══ Available data

PR #330, opened 2024-09-26
feat(saml_connection): add  `organization_id` field

NicolasLopes7:
`nil`/`unset` -> no action
Empty value -> Removes the `organization_id`
Valid ID -> Add `organization_id`

### DIFF
--- a/samlconnection/client.go
+++ b/samlconnection/client.go
@@ -72,9 +72,9 @@ type UpdateParams struct {
 	Domain      *string `json:"domain,omitempty"`
 	IdpEntityID *string `json:"idp_entity_id,omitempty"`
 	// OrganizationID is a nullable optional field.
-	// - If nil or unset, the backend will not take any action.
-	// - If an empty value (""), the backend will unset the organization_id.
-	// - If a valid ID is provided, the backend will update the organization_id.
+	// - If nil or unset, no action will be taken.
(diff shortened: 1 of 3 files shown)


samlconnection/client.go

════

#### [What to work on]
Transcribe the data above completely and exactly.

#### [Answer box]
PR #330, opened 2024-09-26
feat(saml_connection): add  `organization_id` field

NicolasLopes7:
`nil`/`unset` -> no action
Empty value -> Removes the `organization_id`
Valid ID -> Add `organization_id`

### DIFF
--- a/samlconnection/client.go
+++ b/samlconnection/client.go
@@ -72,9 +72,9 @@ type UpdateParams struct {
 	Domain      *string `json:"domain,omitempty"`
 	IdpEntityID *string `json:"idp_entity_id,omitempty"`
 	// OrganizationID is a nullable optional field.
-	// - If nil or unset, the backend will not take any action.
-	// - If an empty value (""), the backend will unset the organization_id.
-	// - If a valid ID is provided, the backend will update the organization_id.
+	// - If nil or unset, no action will be taken.
(diff shortened: 1 of 3 files shown)


samlconnection/client.go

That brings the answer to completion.